Steve Biddulph, author of Raising Boys, said,

"For fathers, this might be the most important sentence in this whole book: if you routinely work a fifty-five- or sixty-hour week, including commute, you just won’t cut it as a dad. Your sons will have problems in life, your daughters will have self-esteem issues, and it will be down to you…. Next time you’re offered a promotion involving longer hours and more nights away from home, seriously consider telling your boss, ‘Sorry, my kids come first." 

Now to be clear: there are many kids raised without a dad who is present and they thrive. There are some dads who are better off being nowhere near their kids. And there are tens of thousands of incredible single mums who are more than compensating for an absent dad (whether for career or personal safety reasons.)

But ultimately – since you asked – you matter as a dad. When someone quits at work, they are instantly replaced. But at home, you’re simply irreplaceable. 
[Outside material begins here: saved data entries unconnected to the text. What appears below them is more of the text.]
PR #405, opened 2019-01-30
Pull schemas from GCS rather than building into jar

### LINKED ISSUE #398: Consider GCS-based schema artifacts
Right now, schemas are pulled in as resources during the build process by a script. Other artifacts such as the GeoIP database are stored in GCS and referenced as parameters.

We should consider treating schemas the same way we treat other artifacts. This decouples the build / template generation steps from the specific assets, which will make issuing dataflow updates via the update API not require new templates be generated for new schemas. Probably we'd want to make the schemas a zip bundle (you could even hit github directly), and make it a required parameter for the decoder job.

From discussion last week @jklukas  didn't have any objection, but I may have oversimplified things and there might be other considerations.

jklukas:
Closes #398

This new approach is consistent with how we pull in the geo database and how
we run tests for it. Instead of pulling from GitHub at maven build time,
developers are instructed to run a script to pull down an archive locally.
Then, we rely on Beam's Filesystems library to transparently handle a local
or GCS path.

We also use this opportunity to factor out all the code for parsing schemas to a separate module. So we get to remove a lot of code from ParsePayload.


mreid-moz:
cc @fbertsch and @acmiyaguchi re: schema handling

ingestion-beam/src/main/java/com/mozilla/telemetry/schemas/SchemaStore.java
```diff
@@ -0,0 +1,145 @@
...
+        if (!i.canReadEntryData(entry)) {
+          LOG.warn("Unable to read tar file entry: " + entry.getName());
+          continue;
+        }
+        String[] components = entry.getName().split("/");
+        if (components.length > 2 && "schemas".equals(components[1])) {
+          String name = String.join("/", Arrays.copyOfRange(components, 2, components.length));
+          if (entry.isDirectory()) {
+            tempDirs.add(name);
+          } else if (name.endsWith(".json")) {
```
relud: I think that @acmiyaguchi is going to be outputting `bigquery` schemas as `.bigquery.json` files, so this may cause issues when that is merged.

ingestion-beam/src/main/java/com/mozilla/telemetry/schemas/SchemaStore.java
```diff
@@ -0,0 +1,145 @@
...
+    this.schemasLocation = schemasLocation;
+  }
+
+  @VisibleForTesting
+  public int numLoadedSchemas() {
+    ensureSchemasLoaded();
+    return schemas.size();
+  }
+
+  private void loadAllSchemas() throws SchemaNotFoundException, IOException {
```
relud: I don't see where `SchemaNotFoundException` can be thrown

ingestion-beam/src/main/java/com/mozilla/telemetry/decoder/DecoderOptions.java
```diff
@@ -38,6 +38,13 @@
 
   void setGeoCityFilter(ValueProvider<String> value);
 
+  @Description("Path (local or gs://) to a .tar.gz file containing json schemas; the expected"
+      + " format is the output of GitHub's archive endpoint for mozilla-pipeline-schemas:"
+      + " https://github.com/mozilla-services/mozilla-pipeline-schemas/archive/dev.tar.gz")
```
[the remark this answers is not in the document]
whd: This will be handled by the ops infra more or less analogously to how it's handled now i.e. the schemas will be recompiled before the ops artifact is generated (we should do this follow-up at any rate of course).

We want to raise our children to be the best humans that they can be. While money is important, we can only do this by giving our TIME to our children. So how do we do that?

First, be around. If this sounds like hard work, or a big sacrifice, I get it. But I have some good news – kids don’t ‘need’ us to be constantly talking to them, or teaching them. Most of the time, our children just want to know that we are close so that if they need us, we are there. By simply being there, we act as a secure base and a safe haven.

Second, be involvedResearchers found that involvement in everyday activities, like eating dinner together or playing in the yard is more important than big outings or trips (those are good too!). Dads and their kids experience more happiness and connectedness when they spend time together doing everyday activities.

Third, STOP, LOOK and LISTEN. Our children need to know that they matter. We show them this when we stop what we are doing and pay attention. We look into their eyes as we speak with them and as they speak with us. We  listen  to what they say. This allows dads to really connect with their children, and their children will recognise that they matter to dad.

Only you, as the parent, can find the right balance between work and home life. Of course children need a roof over their heads and food in their mouths. As a family, we need enough financial stability that we feel secure in our day-to-day lives. But then we need to consider whether the balance is right for our kids. Getting it right can be challenging and confronting, but once we do we’ll be giving our children the best start in life.